PR #1107, opened 2017-02-01
Add support for X509 and PKey for load_cert_chain instead of just a filepath

poerhiza:
Add support for X509 and PKey for load_cert_chain instead of just a filepath


Lukasa:
Thanks for this patch!

I am inclined to say that we shouldn't merge this. I don't really want to add API surface that allows users to write code that is *dependent* on having PyOpenSSL injected into urllib3. Instead, I recommend that you use `create_urllib3_context` to create a PyOpenSSL SSLContext, and then use the methods directly on it to load the certificates you need to load.

PR #1108, opened 2017-02-01
Break firmly away from httplib

Lukasa:
Ok, this new major commit series breaks firmly away from httplib. It introduces a brand new connection class that is vastly stripped down compared to what httplib offered, including a very limited set of functionality. It rewrites that connection to use selectors rather than blocking socket I/O, enabling us to abort request sending for early responses (a regularly requested feature).

It also allows us to begin blasting through the code removing stuff, which is a huge win.

This is something that I'd like people to look over at a high level. Obviously, detailed review is difficult, but another set of eyes on this would be really helpful.


Lukasa:
As a point of pride I'd like to note that this commit manages to barely introduce any lines of code. This is a pretty big win!

urllib3/base.py
```diff
@@ -0,0 +1,106 @@
...
+        self.headers = HTTPHeaderDict(headers)
+
+        #: The request body. This is allowed to be one a few kind of objects:
+        #:    - A byte string.
+        #:    - A "readable" object.
+        #:    - An iterable of byte strings.
+        #:    - A text string (not recommended, auto-encoded to UTF-8)
+        self.body = body
+
+    def add_host(self, host, port, scheme):
```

□ □ □ □

■ Task brief: Retype the material in full. Each word must match.

■ Response area:
PR #1107, opened 2017-02-01
Add support for X509 and PKey for load_cert_chain instead of just a filepath

poerhiza:
Add support for X509 and PKey for load_cert_chain instead of just a filepath


Lukasa:
Thanks for this patch!

I am inclined to say that we shouldn't merge this. I don't really want to add API surface that allows users to write code that is *dependent* on having PyOpenSSL injected into urllib3. Instead, I recommend that you use `create_urllib3_context` to create a PyOpenSSL SSLContext, and then use the methods directly on it to load the certificates you need to load.

PR #1108, opened 2017-02-01
Break firmly away from httplib

Lukasa:
Ok, this new major commit series breaks firmly away from httplib. It introduces a brand new connection class that is vastly stripped down compared to what httplib offered, including a very limited set of functionality. It rewrites that connection to use selectors rather than blocking socket I/O, enabling us to abort request sending for early responses (a regularly requested feature).

It also allows us to begin blasting through the code removing stuff, which is a huge win.

This is something that I'd like people to look over at a high level. Obviously, detailed review is difficult, but another set of eyes on this would be really helpful.


Lukasa:
As a point of pride I'd like to note that this commit manages to barely introduce any lines of code. This is a pretty big win!

urllib3/base.py
```diff
@@ -0,0 +1,106 @@
...
+        self.headers = HTTPHeaderDict(headers)
+
+        #: The request body. This is allowed to be one a few kind of objects:
+        #:    - A byte string.
+        #:    - A "readable" object.
+        #:    - An iterable of byte strings.
+        #:    - A text string (not recommended, auto-encoded to UTF-8)
+        self.body = body
+
+    def add_host(self, host, port, scheme):
```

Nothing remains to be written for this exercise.